Running and dodging to keep his dad from getting his candy bar, Bart would declare his famous catchphrase: "Nobody better lay a finger on my Butterfinger."
When it comes to your hard-earned retirement savings, you should have that exact same attitude toward the IRS.
In our last post, we talked about the difference between looking in the rearview mirror for tax preparation and looking through the windshield for proactive tax planning. Today, we are digging into Chapter 4 of our book, The Wells of Wealth System, to unpack why proactive tax planning is so critical to protecting your nest egg.
Many retirees have been told not to worry about taxes because they will be lower when they are no longer working. Unfortunately, for many savers, this is a trick.

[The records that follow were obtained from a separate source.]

PR #233, opened 2022-02-17
Introduce mechanism for ending engagement

dukhovnyi:
MOB-1031


GliaWidgets/Glia.swift
```diff
@@ -285,4 +285,18 @@ public class Glia {
...
+    public func endEngagement(_ completion: @escaping (Result<Void, SalemoveError>) -> Void) {
+
+        interactor?.endSession(
+            success: {
+                completion(.success(()))
+            }, failure: {
+                completion(.failure($0))
+            }
+        )
+        onEvent?(.ended)
```
igorkravchenko, line 299: While Interactor needs to be reworked in order to be mocked (this will be address some other time), for  now we can make sure that onEvent?(.ended) is called using unit test. Also in test we can make sure that nil is set to rootCoordinator (it has to become `internal` instead of `private`).

igorkravchenko (changes requested):
One note regarding unit-tests, other than that - looks good.

GliaWidgets/Glia.swift
dukhovnyi: fixed 8743899cc91de4628974e20a922b41759ba1590c

igorkravchenko (approved):
Looks good! 👍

Income taxes can actually be your single largest expense in retirement!
For most families, the majority of their retirement money is sitting in accounts like a 401(k), 403(b), or traditional IRA. All of these accounts have one major thing in common: the taxes have not yet been paid.
Once you reach age 59½, you are allowed to withdraw those funds without penalty, but that is exactly when the taxes finally come due. That is when the IRS steps in, demanding their share of the money you've spent your whole life saving.
To confidently say, "nobody better lay a finger on my 401(k)," you need to diversify your savings based on how the IRS treats them. You can think of these as your three tax buckets:
The Taxable Bucket (Tax Me Now): This includes the money in your checking, savings, and regular brokerage accounts. You already paid taxes on the money when you put it in, but you will owe taxes again on the amount of growth. If the money grows in a regular brokerage account, it qualifies for a capital gains rate.
The Tax-Deferred Bucket (Tax Me Later): This holds the money in your 401(k) or traditional IRA. You put the money in before it was taxed, and it grows without being taxed. However, when you withdraw it, the IRS will have their hand out. They also dictate the rules, like the Required Minimum Distribution (RMD). Once your RMD comes due, for every dollar you fail to withdraw, the IRS will charge a 25% penalty.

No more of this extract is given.